For Alicia Smith, vice president of F&S Building Innovations, the greenery, natural wood furnishings and light in garden rooms inspire and relax. She says, “My happy place is out in the sunshine. A lot of times, garden rooms incorporate a lot of natural elements, wood and greenery. Greenery itself is relaxing and peaceful. It’s a great way to start your day and wind down your day.”
Inspiring history
You can create a garden room in your home or as a freestanding structure connected by pathways to the house. Your personality, your home’s décor and your budget will guide your decision. A garden room house extension costs more than a stand-alone one and typically requires planning commission approval but a free-standing structure may not, depending on your locality. Both can raise the resale value of your home as they increase your home’s usable space.

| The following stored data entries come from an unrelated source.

PR #14396, opened 2023-03-24
[Unity] Support simple dynamic-shape-aware fusion

Hzfengsy:
This PR adds support for simple dynamic-shape-aware fusion, which is the first step towards supporting dynamic shapes. The main changes are as follows:

- Fix FuncStructInfo in well-formed checks
- Renew symbolic var defs in fuse_ops to prevent malformed functions

cc @tqchen @MasterJH5574 @jinhongyii

### DIFF
--- a/src/relax/ir/expr_functor.cc
+++ b/src/relax/ir/expr_functor.cc
@@ -577,7 +577,10 @@ Expr ExprMutator::VisitExpr_(const FunctionNode* op) {
   for (Var param : op->params) {
     Var new_param = this->VisitVarDef(param);
     params.push_back(new_param);
-    all_params_unchanged &= param.same_as(new_param);
+    if (!param.same_as(new_param)) {
+      var_remap_[param->vid] = new_param;
+      all_params_unchanged = false;
+    }
   }
 
   Expr body = this->VisitWithNewScope(op->body, params);
--- a/src/relax/transform/fuse_ops.cc
+++ b/src/relax/transform/fuse_ops.cc
@@ -33,6 +33,7 @@
 #include <tvm/relax/expr_functor.h>
 #include <tvm/relax/struct_info.h>
 #include <tvm/relax/transform.h>
+#include <tvm/tir/expr_functor.h>
 #include <tvm/tir/function.h>
 
 #include <optional>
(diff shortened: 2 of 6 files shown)


src/relax/ir/expr_functor.cc
```diff
@@ -752,6 +752,7 @@ Var ExprMutator::VisitVarDef(const Var& var) {
   } else {
     LOG(FATAL) << "TypeError: Invalid type: " << var->GetTypeKey();
   }
+  this->var_remap_[var->vid] = ret;
```
tqchen, line 755: I am not too sure if we wantr to do directly remap change here, ideally such remap should be changed in the caller side, either function def or binding

tqchen (changes requested):

src/relax/transform/fuse_ops.cc
```diff
@@ -344,6 +345,42 @@ class GraphCreator : public ExprVisitor {
...
+
+ private:
+  SymbolicVarRenewMutator() = default;
+  using relax::ExprMutator::VisitExpr;
+  using relax::ExprMutator::VisitExpr_;
+  using tir::ExprMutator::VisitExpr_;
+
+  PrimExpr VisitPrimExpr(const PrimExpr& expr) final { return tir::ExprMutator::VisitExpr(expr); }
+
+  PrimExpr VisitExpr_(const tir::VarNode* op) final {
```
tqchen, line 368: this is the use side, let us update in the def side, then update. the use side, which is safer. It will also allow us to only renew symbolic vars that are defined within function scope, and report error for symbolic vars that are not bound

This is something that is useful in general and we can make it as part of analysis.

Hzfengsy: Thanks TQ, I agree that your approach is safer. However, in this particular case, I think both ways are the same. I would leave a TODO here for further updates.

BTW, there is not an easy/formal way to visit symbolic var at def side, we may add a method to the base visitor/mutator later.

src/relax/ir/expr_functor.cc
Hzfengsy: We only call `VisitVarDef` at the definition side, e.g. the param or binding. If we mutate the var `x` to `x'` at the definition side, all use side needs to be updated, since `x` no longer exists. 

Could you please show an example to indicate what I missed?

Hzfengsy: After offline discussion, we agree we move the logic to the `VisitExpr_(FunctionNode*)`, thanks again for pointing it out

tqchen (approved):

masahi:
Hi @Hzfengsy, it seems this change broke one of CUTLASS BYOC tests: `pytest test_codegen_cutlass.py::test_matmul_offload[float16-x_shape17-y_shape17-False-none-none] -s`.

If I remove `SymbolicVarRenewMutator::Renew`, the test works. I don't know why it creates an undefined sym var for a BYOC function. Can you take a look?

Hzfengsy:
Hi @masahi, thanks for reporting the bug. 

`SymbolicVarRenewMutator::Renew` works to re-define all symbolic vars to prevent the same symbolic var in different functions. However, it does not update the out_sinfo of the body. 

I will send a PR to fix it soon

Hzfengsy:
@masahi, After a deep dive, it's may not the issue of FuseOps, as the output is well-formed and pass the check. The error is reported at the pass `RunCodegen`

masahi:
Yes, it might be a bug in `RunCodegen`. And IRs produced by with or without `SymbolicVarRenewMutator::Renew` look identical at least textually. So I'm confused what makes `SymbolicVarRenewMutator::Renew` break `RunCodegen`.

masahi:
>  However, it does not update the out_sinfo of the body

Why not? Does this mean `out_sinfo` refer to the old sym var?

Hzfengsy:
> Why not? Does this mean out_sinfo refer to the old sym var?

Sorry, it updated. My bad

masahi:
https://github.com/apache/tvm/blob/unity/src/relax/transform/run_codegen.cc#L105

Maybe we shouldn't use the original function's `ret_struct_info` there. After `RunCodegen`, it indeed references a dubious sym var:
```
@R.function                                                                                                                                          
def main(x: R.Tensor((1, 1, 16, 15), dtype="float16"), y: R.Tensor((3, 2, "a", 15, 2), dtype="float16")) -> R.Tensor((3, 2, "a", 16, 2), dtype="float
16"):                                                                     
    a = T.int64()                                                         
    a_1 = T.int64()                                                       
    with R.dataflow():                                                                                                                               
        gv = R.call_dps_packed("fused_relax_matmul_cutlass", (x, y), out_sinfo=R.Tensor((3, 2, a_1, 16, 2), dtype="float16"))                     
      R.output(gv)                                                      
    return   
```

masahi:
@Hzfengsy Is this line in `ExprMutator` still correct?

https://github.com/apache/tvm/blob/unity/src/relax/ir/expr_functor.cc#L592

I think the mutated function would continue referring to the old sym var if the sym var is used in a return sinfo.

Hzfengsy:
> I think the mutated function would continue referring to the old sym var if the sym var is used in a return sinfo.

We need to update the `ret_struct_info`. However, I'm suprised that the undefined var in ret_sinfo is not reported by well-formed checker

masahi:
I think this is a problem unique to BYOC. `RunCodegen` replaces a call to a function with an opaque `call_dps_packed` call. After `RunCodegen` runs, the original function is gone but we still need its `ret_struct_info`.

masahi:
The fix has been added in the PR https://github.com/apache/tvm/pull/14291

PR #14399, opened 2023-03-24
[TVMScript] Improved error message for unexpected top frame

Lunderberg:
Previously, the error messasge from `FindPrimFuncFrame`, `FindBlockFrame`, and `FindIfFrame` stated that they could not find the requested frame when the top-most frame did not match the requested type.  This error message could be misinterpreted by a user as stating that the frame didn't exist at all.

This commit updates the error message to distinguish between the case of a missing frame (e.g. `T.reads()` occurring outside of any `T.block()` frame) and a frame not being top-most (e.g. `T.reads()` occurring inside a `T.block()`, but inside an `if` conditional instead of the top of the block).


cyx-6 (approved):
LGTM!

PR #14400, opened 2023-03-24
[TIR] Update LowerTVMBuiltin to use Optional<T>

Lunderberg:
The member variables `device_type_` and `device_id_` are tracked during `LowerTVMBuiltin`, are initially undefined, and are checked before use.  This is the usage pattern expected for `Optional<T>`, but these variables previously had the type `PrimExpr`.

This commit updates these to `Optional<PrimExpr>`, and uses the helper function `GetDeviceMethodName` to add more detail to the error messages when they are undefined.


csullivan:
@tvm-bot rerun

masahi (approved):

PR #14402, opened 2023-03-24
[Unity][MetaSchedule] Skip Scheduled PrimFuncs in Task Generation

zxybazh:
<s> This PR introduced a check to skip tasks that has been thread-binded in previous passes or manually so that we can process them differently and avoid failures like for `cumsum`. </s>

This PR introduced a check to skip tasks that has been scheduled either by `DefaultGPUSchedule` pass or the `MetaScheduleApplyDatabase` pass.

CC: @sunggg @jwfromm

### DIFF
--- a/python/tvm/meta_schedule/relax_integration.py
+++ b/python/tvm/meta_schedule/relax_integration.py
@@ -125,7 +125,7 @@ def extracted_tasks_to_tune_contexts(
         get_loggers_from_work_dir(work_dir, [t.task_name for t in extracted_tasks]),
         fork_seed(seed, n=len(extracted_tasks)),
     ):
-        if task.mod.attrs.get("tir.is_scheduled", False):
+        if task.mod.attrs is not None and task.mod.attrs.get("tir.is_scheduled", False):
             warnings.warn("The task {task.task_name} is already scheduled, skipping it.")
             continue
         tasks.append(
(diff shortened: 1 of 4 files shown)


junrushao:
I vaguely remembered that there was a PR a while ago adding a tir function attribute that indicates a PrimFunc has been scheduled already, but cannot find it out now :-((

zxybazh:
Yeah if we can have such attribute to mark the primfunc, it would be even more convenient and generic to targets outside cuda. Specifically we are looking into the case where we have a cumsum operator manually scheduled -- where we want to avoid doing that again in tuning pass. The is kinda new because when we design MetaSchedule we are not expecting scheduled workloads and now it's possible given MS is a pass in the TVM Unity.

tqchen:
cc @spectrometerHBH  recently introduce a tir.is_scheduled attr to mark already scheduled program in #14266

junrushao:
Oh actually this is called `tir::attr::kIsScheduled` introduced in #14266

zxybazh:
This PR has been modified to utilize `kIsScheduled` attribute to skip tasks, and will automatically mark PrimFuncs as scheduled in `DefaultGPUSchedule` pass. Would you please take another look, thanks!

psrivas2 (approved):
LGTM!

tqchen (approved):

Home extension garden rooms — sunrooms, orangeries and conservatories — enjoy a rich architectural history, writes art historian Lynn Byrne in her article “Garden Rooms, Then and Now” in Interior Design
Introduced in Renaissance Italy, orangeries were initially greenhouses where the affluent cultivated citrus trees ripened by the sun rather than importing their fruit from the Mediterranean. Glass conservatories or “crystal palaces” prevailed in grand Victorian homes and gardens. The New York Botanical Garden’s Enid A. Haupt Conservatory is the apotheosis of a Victorianstyle crystal palace. With the introduction of furnishings, glass greenhouses pivoted to comfortable garden rooms.